Using the input sentence "What's the purpose of bread?", a normalised bag of features vector is created for each model. They are multiplied by each models specific weight matrices in the predict function before predictions are returned.

s = "What's the purpose of bread?"

x = bag_of_features(s, vocab=words, minn=0, maxn=0,
                    wordNgrams=0, bucket=0)
preds_basic = predict(x, model_basic)

x = bag_of_features(s, vocab=words, minn=3, maxn=5,
                    wordNgrams=0, bucket=int(2e6))
preds_subws = predict(x, model_subws)

x = bag_of_features(s, vocab=words, minn=0, maxn=0,
                    wordNgrams=2, bucket=int(2e6))
preds_ngram = predict(x, model_ngram)

These are the top eight highest probabilites (there are a total of 669 distinct labels)

print(preds_basic[:8])
print(preds_subws[:8])
print(preds_ngram[:8])
[0.176917 0.097765 0.051303 0.027405 0.027188 0.026402 0.025514 0.024879]
[0.046017 0.039449 0.024450 0.023647 0.022368 0.021683 0.018563 0.013396]
[0.146974 0.069968 0.069439 0.060680 0.023812 0.021596 0.019438 0.017390]

There is, of course, already a predict function on the model object. Let's use it to compare results!

print(model_basic.predict(s, k=-1)[1][:8])
print(model_subws.predict(s, k=-1)[1][:8])
print(model_ngram.predict(s, k=-1)[1][:8])
[0.176916 0.097765 0.051303 0.027405 0.027188 0.026402 0.025514 0.024879]
[0.046017 0.039449 0.024450 0.023647 0.022368 0.021683 0.018563 0.013396]
[0.146974 0.069968 0.069439 0.060680 0.023812 0.021596 0.019438 0.017390]

They are identical so the bag of features vector implementation above seems correct.

One last no not ot ote te

Imagine the model encounters a previously unseen word, i.e. a word that is not in the training data. Neither the basic nor the n-gram model would produce a meaningfull representation as it doesn't map to any row in \(A\).

print(get_word_idx("castiron", words))
-1

But in the subwords model "castiron" is broken down to a range of different subwords, as explained above, among others 'cast' and 'iron'.

print(get_subwords("castiron", minn=3, maxn=5))
['cas', 'cast', 'casti', 'ast', 'asti', 'astir', 'sti', 'stir', 'stiro', 'tir', 'tiro', 'tiron', 'iro', 'iron', 'ron']

These will all be hashed and receive an index in the bucket range and therby get a numerical representation. This might, or might not, produce a better model.

Summary

The fastText model object exposes functions similar to the once implemented in this post. The average vector is e.g. returned by get_sentence_vector(). Hopefully, this walkthrough brings some clarity to some of the details of the implementation and how the algorithm works.

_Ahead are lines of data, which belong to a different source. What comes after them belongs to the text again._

PR #2955, opened 2022-10-05
Fix load docker-image re-tagging with prefix

Vlatombe:
When loading a docker image that has already been loaded with a new tag, its name is not sanitized on import, leading to an inconsistent tag present in the kind container.

Reproducer with latest kind release (v0.16.0)

```
$ docker pull maven:3-jdk-11
$ docker tag maven:3-jdk-11 maven:test
```
Import the first tag
```
$ kind --name $cluster load docker-image maven:3-jdk-11
Image: "maven:3-jdk-11" with ID "sha256:a016b74d0cb2fdf1adcc87a85d6eb6fc4c299bf550def4d2b752b10f6f1cdbf1" not yet present on node "$cluster-control-plane", loading...
```
Then import the second tag
```
$ kind --name $cluster load docker-image maven:test
Image with ID: sha256:a016b74d0cb2fdf1adcc87a85d6eb6fc4c299bf550def4d2b752b10f6f1cdbf1 already present on the node $cluster-control-plane but is missing the tag maven:test. re-tagging...
```

Inspecting content of the internal registry shows that the new image hasn't been prefixed with `docker.io/library` as it was done for the first load.

```
$ docker exec $cluster-control-plane ctr -n k8s.io images list | grep maven
docker.io/library/maven:3-jdk-11                                                                                           application/vnd.docker.distribution.manifest.v2+json      sha256:89b095d4e90aaf193a782e16b53d0ba268ef75752a943b17aa346b632894c8fc 636.0 MiB linux/arm64                                                                  io.cri-containerd.image=managed
maven:test                                                                                                                 application/vnd.docker.distribution.manifest.v2+json      sha256:89b095d4e90aaf193a782e16b53d0ba268ef75752a943b17aa346b632894c8fc 636.0 MiB linux/arm64                                                                  io.cri-containerd.image=managed
```

### DIFF
--- a/pkg/cmd/kind/load/docker-image/docker-image.go
+++ b/pkg/cmd/kind/load/docker-image/docker-image.go
@@ -136,7 +136,7 @@ func runE(logger log.Logger, flags *flagpole, args []string) error {
 		imageID := imageIDs[i]
 		processed := false
 		for _, node := range candidateNodes {
-			exists, reTagRequired := checkIfImageReTagRequired(node, imageID, imageName, nodeutils.ImageTags)
+			exists, reTagRequired, imageName := checkIfImageReTagRequired(node, imageID, imageName, nodeutils.ImageTags)
 			if exists && !reTagRequired {
 				continue
 			}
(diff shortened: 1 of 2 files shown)


jglick:
Failed workaround:

```console
$ kind load docker-image docker.io/library/maven:test
Image: "docker.io/library/maven:test" with ID "sha256:…" found to be already present on all nodes.
```

jglick (approved):
Looks right (untested).

BenTheElder (commented):
/lgtm
/approve
thanks!

BenTheElder:
flake:
> Kubernetes e2e suite: [It] [sig-apps] StatefulSet Basic StatefulSet functionality [StatefulSetBasic] should provide basic identity 

https://prow.k8s.io/view/gs/kubernetes-jenkins/pr-logs/pull/kubernetes-sigs_kind/2955/pull-kind-e2e-kubernetes/1578110956825743360
/retest

pkg/cmd/kind/load/docker-image/docker-image.go
```diff
@@ -241,15 +241,15 @@ func removeDuplicates(slice []string) []string {
...
+func checkIfImageReTagRequired(node nodes.Node, imageID, imageName string, tagFetcher imageTagFetcher) (exists, reTagRequired bool, sanitizedImage string) {
 	tags, err := tagFetcher(node, imageID)
 	if len(tags) == 0 || err != nil {
 		exists = false
 		return
 	}
 	exists = true
-	imageName = sanitizeImage(imageName)
-	if ok := tags[imageName]; ok {
+	sanitizedImage = sanitizeImage(imageName)
```
aojea, line 251: I was wondering if we should always sanitize the images names?

Issue #2770, opened 2022-05-14
Document installing linux docker (not docker desktop) on WSL 2


jankoprowski:
**What would you like to be documented**:
WSL 2 is not nesesery need Docker Desktop, which is not free.
You could document setup with https://docs.docker.com/engine/install/ubuntu/
After installing docker you just need add your user to `docker` group, restart wsl and run command `service docker start` 

**Why is this needed**:
Docker Desktop is not free - it would be nice to know you have an free alternative under WSL 2

BenTheElder:
PRs welcome, the WSL2 docs are maintained through community contributions, we don't develop on windows and don't have CI #1529 
/help
/good-first-issue

Aryan-Deshpande:
Hey, I would like to work on this issue. Just to clear up, documentation needs to be made to install docker/ setup docker on wsl2 right?.

BenTheElder:
Yes, the request is to document using kind without using docker desktop, on WSL2.

I think we should keep this relatively short / lightweight, "how to install docker" is not really in scope for this project, but we should document that this is an option with WSL2.

rakshitgondwal:
Hey @BenTheElder !!
I would like to work on this issue.

hrittikhere:
Do we need to expand this section? CC: @BenTheElder 
I can touch on that! 

 <img width="1346" alt="image" src="https://user-images.githubusercontent.com/67012359/193919146-de413cd7-1051-438d-98a2-f01781649404.png">

BenTheElder:
Yes, please do!

hrittikhere:
Hey @BenTheElder 
Found this article: https://dev.solita.fi/2021/12/21/docker-on-wsl2-without-docker-desktop.html and I think it will be a good reference point. Do you feel going with Debian & apt will be okay for the first PR? Please advice

BenTheElder:
I think we should prefer to document only that it is an option and link to external documentation.

We should not personally maintain "how to install docker on WSL2" ourselves, this is duplicated effort and Kubernetes SIG Docs prohibits this sort of thing for https://kubernetes.io

hrittikhere:
Thanks @BenTheElder for the information! 

Something like:

## Setting up Docker in WSL2 without Docker Desktop 

- 2/3 Links for external blogs


Does this look good with a few more lines of information?

PR #2966, opened 2022-10-12
docs: Add Docker in WSL2 without Docker Desktop

hrittikhere:
fixes: #2770 

CC: @BenTheElder can you please review?

### DIFF
--- a/site/content/docs/user/using-wsl2.md
+++ b/site/content/docs/user/using-wsl2.md
@@ -58,9 +58,15 @@ wsl --set-default-version 2
 1. Now, you can install your Linux distro of choice by searching the Windows Store. If you don't want to use the Windows Store, then follow the steps in the WSL docs for [manual install](https://docs.microsoft.com/en-us/windows/wsl/install-manual).
 1. Start up your distro with the shortcut added to the start menu
 
-## Setting up Docker in WSL2
+## Setting up Docker in WSL2 with Docker Desktop
 
 Install Docker with WSL2 backend here: https://docs.docker.com/docker-for-windows/wsl/
+
+
+## Setting up Docker in WSL2 without Docker Desktop
+
+An alternative approach that does not require the use of the heavy Docker Desktop. The installation procedure can be found at https://dev.to/bowmanjd/install-docker-on-windows-wsl-without-docker-desktop-34m9
+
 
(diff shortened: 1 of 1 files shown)


site/content/docs/user/using-wsl2.md
```diff
@@ -58,10 +58,16 @@ wsl --set-default-version 2
...
 
-## Setting up Docker in WSL2
+## Setting up Docker in WSL2 with Docker Desktop
 
 Install Docker with WSL2 backend here: https://docs.docker.com/docker-for-windows/wsl/
 
+
+## Setting up Docker in WSL2 without Docker Desktop
+
+An alternative approach that does not require the use of the heavy Docker Desktop. The installation procedure can be found at https://dev.to/bowmanjd/install-docker-on-windows-wsl-without-docker-desktop-34m9
```
BenTheElder, line 68: I'm not sure we should make judgements on the tool like "heavy", the kind project isn't favoring one over the other. (We *do* currently favor _Docker_ at all over podman because podman is less stable - as in it makes breaking major version changes etc - and as a result our support is as well)

hrittikhere: I actually was comparing Docker Desktop vs Engine when I meant heavy. Do you want me to rephrase or remove `too heavy ` for clarity?

BenTheElder: let's drop the heavy comment, it's not necessary. users can determine which works best for them, we're just noting kind will work with these.

BenTheElder:
```suggestion
Alternatively, docker can be installed in WSL2 without using Docker Desktop
See for example: https://dev.to/bowmanjd/install-docker-on-windows-wsl-without-docker-desktop-34m9
```

Though, this guide may be a confusing example as it also suggests installing podman, I'm not sure podman will work with kind in WSL2.

hrittikhere: Do you want me to add few more posts or find a newer better one? The posts work though if we neglect the podman section

BenTheElder (commented):
/lgtm
/approve
thank you!

hrittikhere:
Welcome Benjamin!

There are arguments additional to the once mentioned in this post that will have an effect on training and prediction. The sampling threshold tcan be modified, a different loss function loss can be specified etc.

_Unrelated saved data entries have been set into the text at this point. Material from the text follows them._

PR #2968, opened 2022-10-15
version pre release is always true

converge:
Signed-off-by: João Vanzuita <joaovanzuita@me.com>

### DIFF
--- a/pkg/cmd/kind/version/version.go
+++ b/pkg/cmd/kind/version/version.go
@@ -31,18 +31,16 @@ import (
 func Version() string {
 	v := versionCore
 	// add pre-release version info if we have it
-	if versionPreRelease != "" {
-		v += "-" + versionPreRelease
-		// If gitCommitCount was set, add to the pre-release version
-		if gitCommitCount != "" {
-			v += "." + gitCommitCount
-		}
-		// if commit was set, add the + <build>
-		// we only do this for pre-release versions
-		if gitCommit != "" {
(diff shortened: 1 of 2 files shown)


aojea:
Is it?

converge:
> Is it?

this is my very first PR to the project, pls correct me if I'm wrong. 

the condition checks if the constant value is != than "", the constant cannot be changed via LDFLAGS since only "var" are able to be updated during build time. 

reference: https://github.com/kubernetes-sigs/kind/blob/main/pkg/cmd/kind/version/version.go#L61

aojea:
yeah, it does, @BenTheElder knows how this works better and he may expand on this, but the constant is modified manually for the releases,. see https://github.com/kubernetes-sigs/kind/commit/d39dfa08bf2aba2a0e4f3fb51fa715147d299b84

converge:
> yeah, it does, @BenTheElder knows how this works better and he may expand on this, but the constant is modified manually for the releases,. see [d39dfa0](https://github.com/kubernetes-sigs/kind/commit/d39dfa08bf2aba2a0e4f3fb51fa715147d299b84)

I see.. there is also a script to update the version https://github.com/kubernetes-sigs/kind/blob/9ad13414051cf9f7b731f7213c456815b6ed3ade/hack/release/create.sh#L49

I'll close this PR.

BenTheElder:
It's done this way so that "go get" produces the right thing with release tags at least.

FastText can be trained with pretrainedVectors, i.e. an input matrix with pretrained weights. The vocabluary can still grow, given that the maximum size is not reached, but the dimension argument dim has to be identical to the dimension of the provided input matrix. In the bucket range everything works as before. This might be especially helpfull if your dataset is small and what's more fasttext.cc provides several pretrained models for a range of different languages.

With the use of the autotune module fastText is an easy and quick way to get good results. I recommend visiting fasttext.cc, reading the text classification paper and trying it out!